(Material supplied)
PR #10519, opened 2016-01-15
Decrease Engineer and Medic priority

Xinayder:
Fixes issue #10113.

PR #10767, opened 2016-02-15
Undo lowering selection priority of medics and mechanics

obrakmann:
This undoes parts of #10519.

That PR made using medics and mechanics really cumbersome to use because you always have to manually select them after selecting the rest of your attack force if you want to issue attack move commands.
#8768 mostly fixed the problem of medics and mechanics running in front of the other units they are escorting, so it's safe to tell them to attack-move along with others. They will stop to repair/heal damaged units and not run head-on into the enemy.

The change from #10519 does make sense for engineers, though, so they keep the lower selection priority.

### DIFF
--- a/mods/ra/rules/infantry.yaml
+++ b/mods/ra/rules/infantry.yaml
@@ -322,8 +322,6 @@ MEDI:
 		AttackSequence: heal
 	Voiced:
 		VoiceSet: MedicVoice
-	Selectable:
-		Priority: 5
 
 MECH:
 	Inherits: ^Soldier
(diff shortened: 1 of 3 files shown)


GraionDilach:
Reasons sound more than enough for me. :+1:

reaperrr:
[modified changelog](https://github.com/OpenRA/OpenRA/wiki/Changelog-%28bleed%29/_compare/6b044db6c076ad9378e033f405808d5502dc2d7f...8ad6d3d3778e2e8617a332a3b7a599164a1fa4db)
(End Material supplied)
The string "infantry" marks the lines to return from the material. Copy each one.

--- a/mods/ra/rules/infantry.yaml
+++ b/mods/ra/rules/infantry.yaml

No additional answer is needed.